Well I have to disagree, I do believe dogs get jealous, just from our own personal experiences. But B.T.'s are more human then most people. LOL


----------



## Rvent (Apr 15, 2012)

whiteleo said:


> Well I have to disagree, I do believe dogs get jealous, just from our own personal experiences. But B.T.'s are more human then most people. LOL


Pit bulls are very emotional too.


----------



## Sprocket (Oct 4, 2011)

Rvent said:


> Pit bulls are very emotional too.


Oh gawd aren't they!? Bully breeds in general tend to be very emotional. 

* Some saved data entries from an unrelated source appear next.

Issue #174, opened 2020-06-09
File validation drag/drop doesn't work when filenames have spaces


goneall:
To reproduce, go to the app validate: http://13.57.134.254/app/validate/ and drag and drop any SPDX file with a space in it (e.g. "SPDXTagExample-v2.0 - Copy.spdx").

This results in the error `/var/www/spdxtools/spdx-online-tools/src/app/media/AnonymousUser/1591734127/SPDXTagExample-v2.0%20-%20Copy.spdx does not exist.`

PR #176, opened 2020-06-10
Fix validation for file having whitespaces in their name

shubhamgupta2956:
Currently, when the user uploads a file having white spaces in its name,
it is not validated as the file name is changed due to replacement of
whitespace by "%20". This commit replaces it with whitespaces so that
the correct file can be validated.

Fixes: #174 

Signed-off-by: shubham.gupta2956 <shubham.gupta2956@gmail.com>

### DIFF
--- a/src/app/views.py
+++ b/src/app/views.py
@@ -1153,7 +1153,6 @@ def xml_upload(request):
                             base_url=urljoin(settings.MEDIA_URL, folder+'/')
                             )
                         filename = fs.save(xml_file.name, xml_file)
-                        uploaded_file_url = fs.url(filename)
                         page_id = request.POST['page_id']
                         with open(str(fs.location+'/'+filename), 'r') as f:
                             request.session[page_id] = [f.read(), ""]
--- a/src/app/views.py
+++ b/src/app/views.py
@@ -458,7 +458,7 @@ def validate(request):
                         base_url=urljoin(settings.MEDIA_URL, folder+'/')
                         )
                     filename = fs.save(myfile.name, myfile)
-                    uploaded_file_url = fs.url(filename)
+                    uploaded_file_url = fs.url(filename).replace("%20", " ")
                     """ Call the java function with parameters """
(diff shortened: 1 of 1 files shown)


shubhamgupta2956:
@goneall please review

goneall:
@shubhamgupta2956 Thanks for the fix!

@rtgdk @shubhamgupta2956 I wonder if we have the same issue in other parts of the application where we upload files

shubhamgupta2956:
@goneall I have found this same problem in some more locations also. I had updated the PR for those places also.

goneall:
> I have found this same problem in some more locations also. I had updated the PR for those places also.

@shubhamgupta2956 thanks for catching those - the changes look good to me.

src/app/views.py
```diff
@@ -822,7 +822,7 @@ def convert(request):
                     myfile = request.FILES['file']
                     fs = FileSystemStorage(location=settings.MEDIA_ROOT +"/"+ folder,base_url=urljoin(settings.MEDIA_URL, folder+'/'))
                     filename = fs.save(myfile.name, myfile)
-                    uploaded_file_url = fs.url(filename)
+                    uploaded_file_url = fs.url(filename).replace("%20", " ")
```
rtgdk, line 825: There's one more https://github.com/spdx/spdx-online-tools/blob/f067c36c3822623a257d1d58a5481c9fe71819a6/src/app/views.py#L1156 while uploading xml file

shubhamgupta2956: I had seen this earlier also but did not change it as it does not gives any error while uploading an XML file. It is mainly due to the reason that we are using the `filename` instead of `uploaded_file_url` in the `xml_upload` function. `uploaded_file_url` is of no use in that function. Should I replace it there also or remove that variable?

rtgdk: Sure, go ahead.

rtgdk: You can remove the ununsed variables

shubhamgupta2956:
@rtgdk I have made the required changes

PR #180, opened 2020-06-12
Maintain sensitive data in environment variables

kmehant:
This model of maintaining sensitive data will be beneficial for
1. secure testing in Travis (by using Travis environment variables) or GitHub Workflows
2. container-based setup (passing environment variables to containers would maintain our sensitive data without having them part of the actual code)
3. Easier and cleaner for local setup (as they maintain their own .env file so there will be no need to worry about committing the code with credentials)


kmehant:
Fixes #181

kmehant:
@rtgdk @goneall 
Please review :)

kmehant:
We need to set up those credentials as environment variables in Travis to pass the tests :)

src/src/secret.py
```diff
@@ -1,32 +1,38 @@
...
 def getOauthToolKitAppSecret():
-    return 'OauthAppSecretXXX'
+    return os.environ.get(key="OAUTH_APP_SECRET")
 
 # The method: getAuthCode is important for the license submit tests, given
 # that this authentication code is necessary to generate a github access token.
 # Authentication code generated by client from http://github.com/login/oauth/authorize/
 def getAuthCode():
-    return None
+    return os.environ.get(key="AUTH_CODE")
```
rtgdk, line 38: .env should be added to .gitignore .

rtgdk:
Looks similar to https://github.com/spdx/spdx-online-tools/pull/88, although `python-dotenv` is better than decouple.
@goneall  What do you think about this approach? Is this a priority?

goneall:
I like the approach - it is very similar to #88 

@rtgdk I'll leave it to you which of the two PR's to go with.

I'll try adding the environment variables to Travis and see if I can get the build to pass

goneall:
> I'll try adding the environment variables to Travis and see if I can get the build to pass

No success so far with the environment variables - it may be a problem with escaping.  I'll look into again later this week.

goneall:
I think I found the problem.  From the documentation on setting environment variables "...Similarly, we do not provide these values to untrusted builds, triggered by pull requests from another repository."

It looks like any encrypted method of providing these values will only work on PR's from this repo.

@rtgdk @kmehant Let me know if you see any way around that.

We could just merge in the PR and see if merged version works.  Unfortunately, the tests will not work for most PR's.

rtgdk:
@goneall I made this PR sometime ago : https://github.com/spdx/spdx-online-tools/pull/156 which was meant to replace travis check with github actions. We can try this method out for setting environment variables and running tests on any PR.
I have never tried setting up the same in travis.yml, but could find onde discussion regarding this : https://github.com/travis-ci/travis-ci/issues/1946
@kmehant Do you have any idea how to proceed?

kmehant:
> I think I found the problem. From the documentation on setting environment variables "...Similarly, we do not provide these values to untrusted builds, triggered by pull requests from another repository."
> 
> It looks like any encrypted method of providing these values will only work on PR's from this repo.
> 
> @rtgdk @kmehant Let me know if you see any way around that.
> 
> We could just merge in the PR and see if merged version works. Unfortunately, the tests will not work for most PR's.

@goneall Sorry for being a bit late here. Seems like we need to use API Key dealers like [secrethub](https://secrethub.io/docs/guides/travis-ci/) and [algolia](https://secrethub.io/docs/guides/travis-ci/) or set up a [Hasicorp vault](https://hub.docker.com/_/vault) integrated to the Travis pipeline.

kmehant:
> @goneall I made this PR sometime ago : #156 which was meant to replace travis check with github actions. We can try this method out for setting environment variables and running tests on any PR.
> I have never tried setting up the same in travis.yml, but could find onde discussion regarding this : [travis-ci/travis-ci#1946](https://github.com/travis-ci/travis-ci/issues/1946)
> @kmehant Do you have any idea how to proceed?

I believe that dogs do get jealous. If I'm petting one, I soon have all the noses in my lap.


----------



## Celt (Dec 27, 2010)

I do believe that dogs can be jealous. Some more than others. When we brought Isabella home, Scotty was all bouncy and happy for a new friend. Right up til he realized she was staying the night. At first, he refused to come to bed because she was in it. He'd snap at her for coming to snuggle, etc. It has gotten better though. Now he just periodically acts like she has cooties. There needs to be a blanket between their bodies or he has to move away so he doesn't catch cooties. Blaise just pouted. He would sit across from me, staring pitifully at me, until I called him then he'd turn his head away, ignoring me when we first brought Scotty home. He was much more relaxed about us bringing Isabella home. So, yeah, I think some dogs can be jealous but other dogs just have the more the merrier attitude.


----------



## lauren43 (Feb 6, 2011)

I don't believe dogs get jealous the way we do. But the way they act can be perceived by us (because we all love to humanize our dogs) as jealousy. I think dogs just want attention, attention in any form. They also want whatever anyone else (dog or human) has.


----------



## Liz (Sep 27, 2010)

I agree Lauren43. Mine sometimes wake up and see another getting affection and race right over. I don't think it is jealousy so much as loving affection, play and food.


----------



## Caty M (Aug 13, 2010)

I think they do. Bishop is not jealous at all, Tess is a little bit and I am not allowed to pet another four legged creature without Josie sticking her nose into things and wondering where her attention is! Sometimes the hounds will "push" each other away also by physically shoving their narrow bodies between them and I ;-)


----------



## MollyWoppy (Mar 19, 2010)

Maybe I am peoplelising them, or whatever the correct word is, but Mol definitely comes over and pushes herself between me and whatever other dog I am patting. Otherwise, if I pat a dog she will immediately go to that dogs owner and put her paws up on their leg forcing them to pat her, then she looks over and stares at me, I can only surmise it's to make sure I'm watching. Other people have noticed and commented on it too.
Whatever behaviour it is, I don't agree with it and just totally ignore it, but she doesn't give up easiy as it still carries on today, 6 years later.


----------



## Georgiapeach (Jan 24, 2011)

MollyWoppy said:


> Maybe I am peoplelising them, or whatever the correct word is, but Mol definitely comes over and pushes herself between me and whatever other dog I am patting. Otherwise, if I pat a dog she will immediately go to that dogs owner and put her paws up on their leg forcing them to pat her, then she looks over and stares at me, I can only surmise it's to make sure I'm watching. Other people have noticed and commented on it too.
> Whatever behaviour it is, I don't agree with it and just totally ignore it, but she doesn't give up easiy as it still carries on today, 6 years later.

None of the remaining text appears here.